PR #41, opened 2017-09-08
Add RegistrationID client API.  Add registration meta API tests.

gammazero:


client/client.go
```diff
@@ -246,14 +246,22 @@ func (c *Client) Subscribe(topic string, fn EventHandler, options wamp.Dict) err
...
 func (c *Client) SubscriptionID(topic string) (subID wamp.ID, ok bool) {
 	subID, ok = c.topicSubID[topic]
 	return
 }
 
+// RegistrationID returns the registration ID for the specified procedure.  If
+// the client is not registered for the procedure, then returns false for
+// second boolean return value.
+func (c *Client) RegistrationID(procedure string) (regID wamp.ID, ok bool) {
+	regID, ok = c.nameProcID[procedure]
```
mourad: this is a problem for concurrent calls, same in case of `SubscriptionID()`

gammazero: fixed

PR #47, opened 2017-09-17
RawSocket transport

gammazero:
Implement RawSocket transport.

- Add option to run AATs with Unix or TCP rawsocket.
- When creating a rawsocket client or server, optionally specify maximum message size to receive.


gammazero:
Need to rework WebsocketServer interface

----------------

Required work
Repeat the material exactly, please, so that each line matches its source.

Solution for this exercise
PR #41, opened 2017-09-08
Add RegistrationID client API.  Add registration meta API tests.

gammazero:


client/client.go
```diff
@@ -246,14 +246,22 @@ func (c *Client) Subscribe(topic string, fn EventHandler, options wamp.Dict) err
...
 func (c *Client) SubscriptionID(topic string) (subID wamp.ID, ok bool) {
 	subID, ok = c.topicSubID[topic]
 	return
 }
 
+// RegistrationID returns the registration ID for the specified procedure.  If
+// the client is not registered for the procedure, then returns false for
+// second boolean return value.
+func (c *Client) RegistrationID(procedure string) (regID wamp.ID, ok bool) {
+	regID, ok = c.nameProcID[procedure]
```
mourad: this is a problem for concurrent calls, same in case of `SubscriptionID()`

gammazero: fixed

PR #47, opened 2017-09-17
RawSocket transport

gammazero:
Implement RawSocket transport.

- Add option to run AATs with Unix or TCP rawsocket.
- When creating a rawsocket client or server, optionally specify maximum message size to receive.


gammazero:
Need to rework WebsocketServer interface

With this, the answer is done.